First, there is no such thing as a TLA+ "program". You write mathematical definition and state propositions. Second, that's like saying that it's not clear what the utility of any formal mathematics without tools, but formalisms were invented long before there were computers.

You can prove things without having them checked by a proof checker -- indeed that is how nearly all mathematical theorems have been proven -- and it's a rigorous process that isn't at all the same as things just "seeming" right.

Obviously, most of the practical usage of TLA+ involves use of TLC, some smaller amount involves the use of TLAPS, but whether or not you think there is utility in mathematics without mechanised tools, it doesn't change the fact that TLA+ is formalised mathematics.

> From my perspective this reduces a TLA+ program to a piece of writing, since nothing automated can be done with it.

It's not a program, and often times mathematics is "a piece of writing that nothing automated can be done with."

> The interesting TLA+ programs

Not programs, formulas.

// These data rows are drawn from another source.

Issue #4, opened 2015-01-24
Geometry type system design propersal


sunng87:
I'm not native English speaker, if you have any question, just point it out and I'll try my best to make it clear. 

After we reached agreement to design the type system against some open standard, it's time to go further. 

My idea is to make an enum `Geometry` as the entry point of our type system. It will be like the `Json` enumeration in rustc-serialize, because in Rust, enum is a good way for polymorphism. When we are parsing geometry objects from Geojson or WKT, we might have no idea about the concrete type of them so we can use Geometry. Concretely, we will have a `FromWkt` trait and a `ToWkt` trait for I/O on Geometry without knowing the exact type. We can use pattern matching then to deal with different types. So other operations can also be impled on Geometry, like DE-9IM. It computes relationship between two objects (Point-LineString, Point-Point, LineString-Polygon or whatever). 

The value of enum will be the structs for different types. We still need concrete types because some operations or attributes are unique to some type.

```rust
enum Geometry {
  Point (Point),
  LineString (LineString),
  Polygon (Polygon),

  ...
}
```

We many have some functions like `as_point(&self) -> Option<Point>` to convert it from Geometry to Point.

I will be working on a simple implementation for this. Any question is welcomed.

frewsxcv:
This all sounds good to me. In regards to:

> Concretely, we will have a FromWkt trait and a ToWkt trait for I/O on Geometry without knowing the exact type.

Instead of this, what about having `FromGeo` and `ToGeo` on all the readers/writers (e.g. WKT, GeoJSON, etc). That way `rust-geo` doesn't need to know about all of the readers/writers. Pros/cons/thoughts?

frewsxcv:
I created a couple extremely basic dependency diagrams to illustrate what I'm talking about.

-------------------

What @sunng87 proposed

![copy of untitled drawing](https://cloud.githubusercontent.com/assets/416575/5888477/98770854-a3b4-11e4-885c-4ab5fb246228.png)

-------------------

What I counterproposed

![untitled drawing](https://cloud.githubusercontent.com/assets/416575/5888478/9e3ff3c2-a3b4-11e4-9ee2-b9a1623ef72b.png)

frewsxcv:
@georust/admins This is a pretty significant architecture/design decision. Would be great to get everyone's feedback

skj3gg:
Thanks @sunng87!

I think the To/FromGeo option is better as well, easily allows other markups to interface with `rust-geo`

[...]

Issue #2, opened 2015-01-19
geo structs


calvinmetcalf:
basic geo types need to be defined, some basics
- point, line and poygons
- how to deal with multi versions, separate type or points/line/polygon always store the type in a vector
- minimum number of distinct points in a line (geojson is 2, shapefiles is 1).
- minimum number of distinct points in a polygon (geojson is 3 plus first and last must be the same so 4 total, esri does not have first and last be the same).
- winding order, does it matter (geojson no, esrijson clockwise is a polygon and counterclockwise is a hole).
- if winding order doesn't matter how do you deal with polygons that cross into multiple hemispheres
- how do you deal with holes in polygons (geojson has a polygon object be an outer ring followed by zero or more inner rings, esrijson uses winding order).
- how do you deal with self intersecting polygons.
- how do you deal with polygons which intersect their own holes.
- do we deal with typologies
- how many dimensions
- geometry collections (esri does not touch this)
- projections and that whole can of shit ...

sunng87:
Perhaps we can follow some open standard like [OGC Simple Feature Access](http://www.opengeospatial.org/standards/sfa)

To answer some questions above (Just my opinion)

1. Base types: Point, LineString, Polygon; there are also some other types as defined in SFA 6.1 Geometry Object Model
2. Hole in polygon is represented as InteriorRing (A LineString). A polygon has only one exterorRing and 0 or multiple interiorRing. So wind order doesn't matter.
3. Self intersecting polygons are not supported (? you may check the definition in that document to confirm)
4. We don't need to deal with topology in this lib
5. (x,y) is required and `z`, `m` is optional
6. GeometryCollection is in this spec
7. Projections are out of this library's scope, only numeric coordinates are involved

calvinmetcalf:
not a bad idea, the way point xy is distinct from point xyz fits well with rust fyi ogc has the same types as geojson (Point,LineString,Polygon,MultiPoint,MultiLineString,MultiPolygon,GeometryCollection) plus a few more (MultiCurve, MultiSurface,Curve, Surface, PolyhedralSurface, TIN).

The GeoJSON and some databases like postgres have a somewhat laxer view on self intersections and what not, then tends to be a bit more practical in the real world.

The OGC spec is awful, the page number are romen numerals for gods sack.

Hemisphere spanning polygons are still a problem

sunng87:
[...]

PR #7, opened 2015-01-28
Base types

sunng87:
Just added a few types based on our discussion in #4 and #2. 

Types:

* Point
* MultiPoint
* LineString
* MultiLineString
* Polygon
* MultiPolygon
* GeometryCollection

and a `Coordinate` type wraps (x,y).

I hope we can use these types as common foundation of geojson, wkt and gdal, so we can interop data between these libraries.


mgax:
I kind of like the [newtype](http://doc.rust-lang.org/book/compound-data-types.html#tuple-structs-and-newtypes) approach used in rust-geojson, e.g. [Poly](https://github.com/georust/rust-geojson/blob/master/src/types/poly.rs) and [Ring](https://github.com/georust/rust-geojson/blob/master/src/types/ring.rs).

frewsxcv:
Yeah, for simple structs like these, I'd also suggest newtypes. You can see an example I did in rust-wkt earlier today https://github.com/georust/rust-wkt/commit/8ed3e7fb1a523d7037e73edbdb557275893d630a

sunng87:
Thanks, I will change them to new types.

sunng87:
Changed all type to newtypes. But I left the `Coordinate`, because it will be easier to access its fields by `.`

src/types.rs
```diff
@@ -0,0 +1,57 @@
...
+pub struct MultiPoint(pub Vec<Point>);
+
+#[derive(PartialEq, Clone)]
+pub struct LineString(pub Vec<Point>);
+
+#[derive(PartialEq, Clone)]
+pub struct MultiLineString(pub Vec<LineString>);
+
+#[derive(PartialEq, Clone)]
+pub struct Polygon(pub LineString, pub Vec<LineString>);
```
mgax: Why not simply `pub struct Polygon(pub Vec<LineString>);`?

sunng87: Because the first LineString (LineRing actually)  in the vector is the exterior ring, the rest are holes. They have different meaning. Also this structure implies that Polygon should at least have one exterior ring, zero or multiple interior rings.

frewsxcv: I think both are valid solutions, but for now, I vote to keep what you have just so we could get this merged as soon as possible. We can always change it later

frewsxcv:
Everything else looks good to me

frewsxcv:
For the sake of time, I'm going to merge these now. Thanks for doing this @sunng87 ! These are by no means final and are definitely subject to change

sunng87:
Thanks @frewsxcv , is it possible to publish this to crates.io?

frewsxcv:
I'll do that right now. Do you have an account? I'll add you

frewsxcv:
Published 0.0.2, added a git tag, add you as an owner

sunng87:
Thanks!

Again, they cannot be executed, although their veracity could be checked. Here is a TLA+ specification: `3 * 3 = 9`. Here is another one: `∀ x ∈ Nat : x * x ≥ x` [1]. These two can easily be checked to be true, yet they are not programs. Sure, mathematics can (and is) used to describe aspects of the dynamics of a thrown ball or of an algorithm, but that doesn't make mathematics a ball-manufacturing machine nor a programming language. You can use TLA+ to specify the quicksort algorithm and prove that it, indeed, sorts its input, but you don't use it to produce an executable program that sorts a list (unless you use a very limited subset and write a tool that can translate formulas of certain forms to a computer program).

[1]: I'm eliding some details because TLA+ formulas are interpreted in the TLA logic, where formulas have very specific semantics, but it's close enough for our purpose.

[auggierose]

Proving the Riemann hypothesis might also take longer than you live, and in fact may be impossible. So the Riemann hypothesis is not math?

[RandomThoughts3]

Coq is not a specification language. It’s an interactive theorem prover. The goal set is completely different.

[AlotOfReading]

Coq, specifically Gallina, is absolutely a specification tool. It's not only that, but it's one of the big use cases it's explicitly designed to support.

[RandomThoughts3]

No, it’s not. Gallina is not a specification tool in the way TLA+ is (even if coq calls it its specification language). Gallina is a language used to write mathematical statements which you intend to prove. It’s not designed to write specifications.

Coq is definitely not a specification tool. You can probably prove a specification with it in the same way you actually can do symbolic manipulation with C if you really want to. It still remains an interactive prover.

[auggierose]

Of course Coq is also a specification tool. C compilers have been formally verified with Coq. So you have a spec for C in Coq.

[RandomThoughts3]

"The C standard formalised in Coq" is literally the title of Robbert Krebbers's PhD, that gives you an idea of how usual and easy it was.

The fact that you can formalise a specification in order to prove it doesn't make Coq a specification tool.